▸ **Given information**
%%

PR #5208, opened 2026-01-07
Add DBM back propagation with container tags and process tags

wantsui:
**What does this PR do?**

The goal of this is to add container tags support to DBM, which also includes the process tags: https://docs.google.com/document/d/15GtNOKGBCt6Dc-HsDNnMmCdZwhewFQx8yUlI9in5n3M/edit?tab=t.0#heading=h.fyt7z8ehztcm.

To achieve this, the following changes were made
1. The existing FNV hash logic was refactored out so it could be reused for this update
2. AgentInfo was updated to compute a hash if the Datadog Agent returns a `Datadog-Container-Tags-Hash` header. The hash combines process_tags and container_tags_hash.
3. When agent_info is received, compute a new hash if the container information is new
4. Injects `ddsh='...'` as a SQL comment
5. Injects `_dd.propagated_hash` as a span "meta"

**Motivation:**

The Python PR does this for DBM and DSM in one go: 
- https://github.com/DataDog/dd-trace-py/pull/15293

The Java PR does this in two:
- https://github.com/DataDog/dd-trace-java/pull/9156
- https://github.com/DataDog/dd-trace-java/pull/9282

For Ruby, I am adding all the functionality needed for the back propagation for DBM first then will do DSM in a later PR.

**Change log entry**

No.

**Additional Notes:**

I am not sure if this requires a changelog entry.

**How to test the change?**

```
bundle exec rspec \
spec/datadog/core/utils/fnv_spec.rb \
spec/datadog/core/environment/agent_info_spec.rb \
spec/datadog/tracing/contrib/propagation/sql_comment_spec.rb
```

I also sent data from this branch to our backend and under query samples with a default number in place of the propagation hash to represent both the process tags and containers, ie: https://app.datadoghq.com/databases/samples

The result is that:

1) the db comment has ddsh added:
```
"/*dde='dev',ddps='dbm-sql-comment-demo',ddpv='0.1',ddh='postgres',dddb='postgres',ddsh='1234567890',dddbs='pg',traceparent='<some string>'*/"
```
2) the "span" gets `"_dd.propagated_hash": 1234567890` under `meta`

### DIFF
--- a/lib/datadog/core/environment/agent_info.rb
+++ b/lib/datadog/core/environment/agent_info.rb
@@ -128,9 +128,6 @@ module Datadog
             # new_container_tags_value (non nil) over @container_tags_checksum (string?) to avoid steep errors
             data = process_tags + new_container_tags_value
             @propagation_checksum = Core::Utils::FNV.fnv1_64(data)
-          elsif !defined?(@propagation_checksum)
-            # Cache nil to avoid repeated fetch attempts when agent doesn't provide the header
-            @propagation_checksum = nil
           end
         end
       end


lib/datadog/core/utils/fnv.rb
```diff
@@ -0,0 +1,22 @@
+# frozen_string_literal: true
+
+module Datadog
+  module Core
+    module Utils
+      module FNV
+        # FNV-1a 64-bit hash function.
```
marcotc:
```suggestion
        # FNV-1a 64-bit hash function.
        # @see https://en.wikipedia.org/wiki/Fowler%E2%80%93Noll%E2%80%93Vo_hash_function#FNV-1a_hash Algorithm
        # @see https://en.wikipedia.org/wiki/Fowler%E2%80%93Noll%E2%80%93Vo_hash_function#FNV_hash_parameters Prime and Offset Basis
```

lib/datadog/core/environment/base_hash.rb
```diff
@@ -0,0 +1,57 @@
...
+
+require_relative '../utils/fnv'
+require_relative 'process'
+
+module Datadog
+  module Core
+    module Environment
+      # Creates a base hash that combines process and container tags
+      # This is currently needed for DBM for back propagation.
+      module BaseHash
```
marcotc: I'm not sure if this module should exist, since it's a mix of computation and caching for a hash that is directly calculated from AgentInfo.

And because AgentInfo is tied to the lifecycle of Components: https://github.com/DataDog/dd-trace-rb/blob/6db1463ef9441bdd581efdafcb88e7da2dbbf56d/lib/datadog/core/configuration/components.rb#L127
This hash should also be recreated when components are recreated.

I see two options here:
1. Store the hash in a new Component, if we think it deserves its own top-level entity ([these are all the components today](https://github.com/DataDog/dd-trace-rb/blob/6db1463ef9441bdd581efdafcb88e7da2dbbf56d/lib/datadog/core/configuration/components.rb#L96-L112)).
2. Store it in another component. The best, but not perfect, candidate today is storing it in the AgentInfo.

I think that for simplicity, we can store it in the AgentInfo today.
This way it is recalculated this hash when the AgentInfo gets new data from the agent, and the hash cache is automatically busted on AgentInfo recreation (which can mean that the agent host/port has changed).

lib/datadog/core/environment/agent_info.rb
```diff
@@ -51,27 +53,43 @@ module Environment
...
         # @return [Datadog::Core::Remote::Transport::HTTP::Negotiation::Response] the response from the agent
         # @return [nil] if an error occurred while fetching the information
         def fetch
           res = @client.send_info
           return unless res.ok?
 
+          extract_container_tags_hash(res)
+
+          # if there are container tags, compute the base hash
+          Environment::BaseHash.compute(container_tags_hash) if container_tags_hash
```
marcotc: `#fetch` is not guaranteed to be called before `lib/datadog/tracing/contrib/propagation/sql_comment.rb` runs.

Today, the only user of `AgentInfo`, `Transport`, always calls `#fetch` when it reads its value: https://github.com/DataDog/dd-trace-rb/blob/6db1463ef9441bdd581efdafcb88e7da2dbbf56d/lib/datadog/tracing/transport/traces.rb#L186

This is a less of a problem for `Transport` since it does not run on the application critical path; it runs on the background trace flushing thread, which is naturally rate limited, running at most once per second.

I recommend adding a new method to AgentInfo called `def propagation_hash`, which either returns the cached value or fetches if not cached. There's no need to protect this in a mutex, since the races here would be rate and the agent request is a very cheap endpoint; a mutex on every read is also expensive.

We should still compute the propagation hash on direct calls to `fetch`, since that can happen if `Transport` is called before any SqlComment code is called.

lib/datadog/tracing/contrib/propagation/sql_comment/ext.rb
```diff
@@ -20,6 +20,9 @@ module Ext
             # The value should be `true` when `full` mode
             TAG_DBM_TRACE_INJECTED = '_dd.dbm_trace_injected'
 
+            # Used for the propagated hash on span metric
```
marcotc:
```suggestion
            # Hash of the agent's container tags and this process' tags
```

lib/datadog/core/environment/agent_info.rb
```diff
@@ -51,27 +53,43 @@ module Environment
...
           other.is_a?(self.class) && other.agent_settings == agent_settings
         end
+
+        private
+
+        def extract_container_tags_hash(res)
+          return unless res.respond_to?(:headers)
+
+          header_value = res.headers[Core::Transport::Ext::HTTP::HEADER_CONTAINER_TAGS_HASH]
+          @container_tags_hash = header_value if header_value && !header_value.empty?
```
Strech: This is a bad practice because it's an implicit assignment and side-effect. Better to return value and assign in at the place of an actual call

lib/datadog/core/environment/base_hash.rb
Strech: I also think that name doesn't reflect the use-case. 

Agree with Marco that this class is doing 2 things, and composition always wins (meaning it's better to have smaller composable classes, than 1 class that is hard to reuse).

Hence logically, it makes sense to separate storage (caching) from computation, and maybe we can find a better storage place, but computation could be extracted.

lib/datadog/core/utils/fnv.rb
```diff
@@ -0,0 +1,24 @@
...
```
Strech: I think it's important to mention that it's a "non-cryptographic hash function"

sig/datadog/core/environment/base_hash.rbs
Strech, line 1: Formatting here went off

spec/datadog/core/environment/agent_info_spec.rb
```diff
@@ -0,0 +1,50 @@
...
+
+  describe '#container_tags_hash' do
+    context 'when the header is missing' do
+      before do
+        allow(response).to receive(:headers).and_return({})
+      end
+      it 'returns nil' do
+        agent_info.fetch
+        expect(agent_info.container_tags_hash).to be nil
+      end
```
Strech, line 102:
```suggestion
      before { allow(response).to receive(:headers).and_return({}) }
      
      it 'returns nil' do
        agent_info.fetch
        expect(agent_info.container_tags_hash).to be nil
      end
```

spec/datadog/core/environment/agent_info_spec.rb
```diff
@@ -0,0 +1,50 @@
...
+
+      it 'does not compute the base hash' do
+        expect(Datadog::Core::Environment::BaseHash).not_to receive(:compute)
+        agent_info.fetch
+      end
+    end
+    context 'when the header is present' do
```
Strech, line 117:
```suggestion
    end

    context 'when the header is present' do
```

Strech:
Formatting on RBS files is off

lib/datadog/core/environment/agent_info.rb
```diff
@@ -51,27 +53,43 @@ module Environment
       #
       # @see https://github.com/DataDog/datadog-agent/blob/f07df0a3c1fca0c83b5a15f553bd994091b0c8ac/pkg/trace/api/info.go#L20
       class AgentInfo
-        attr_reader :agent_settings, :logger
+        attr_reader :agent_settings, :logger, :container_tags_hash
```
p-datadog: I think the `container_tags_hash` should be a separate line with a comment saying when (or how) to initialize it, since it's not guaranteed to return  a non-nil value.

lib/datadog/core/environment/base_hash.rb
```diff
@@ -0,0 +1,57 @@
...
+        @current_hash = nil
+        @current_container_hash = nil
+
+        class << self
+          # Only compute a container hash if the agent returns a new Datadog-Container-Tags-Hash header
+          #
+          # @param container_tags_hash [String] hash received by the agent header
+          # @return [Integer, nil] the new FNV hash value or nil
+          def compute(container_tags_hash)
+            return current if container_tags_hash.nil? || container_tags_hash.empty?
```
p-datadog: I find this logic brittle, why not have one method which computes the hash which would reject invalid input (e.g. nil) and another method which returns the current value?

p-datadog: As far as I see the return value of `compute` is not used in this PR, if there aren't other callers planned, I would simply not claim a particular return value for this method (and return nil here instead of `current`).

lib/datadog/core/environment/base_hash.rb
```diff
@@ -0,0 +1,57 @@
...
+        @mutex = Mutex.new
+        @current_hash = nil
+        @current_container_hash = nil
+
+        class << self
+          # Only compute a container hash if the agent returns a new Datadog-Container-Tags-Hash header
+          #
+          # @param container_tags_hash [String] hash received by the agent header
+          # @return [Integer, nil] the new FNV hash value or nil
+          def compute(container_tags_hash)
```
p-datadog: Rename to `update` ?

lib/datadog/core/environment/base_hash.rb
wantsui: Thanks for the feedback! I ended up refactoring it into Agent Info in 5bfe76cd4db078f12292a6701b03f56aabfdb918 . Let me know if you see any possible issues with this refactor.

lib/datadog/core/environment/agent_info.rb
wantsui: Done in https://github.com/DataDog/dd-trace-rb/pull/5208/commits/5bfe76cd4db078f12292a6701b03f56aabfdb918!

%%

▸ **What to produce**
What is needed is the number of lines above that include the string "class", and nothing else.

▸ **Written reply**
5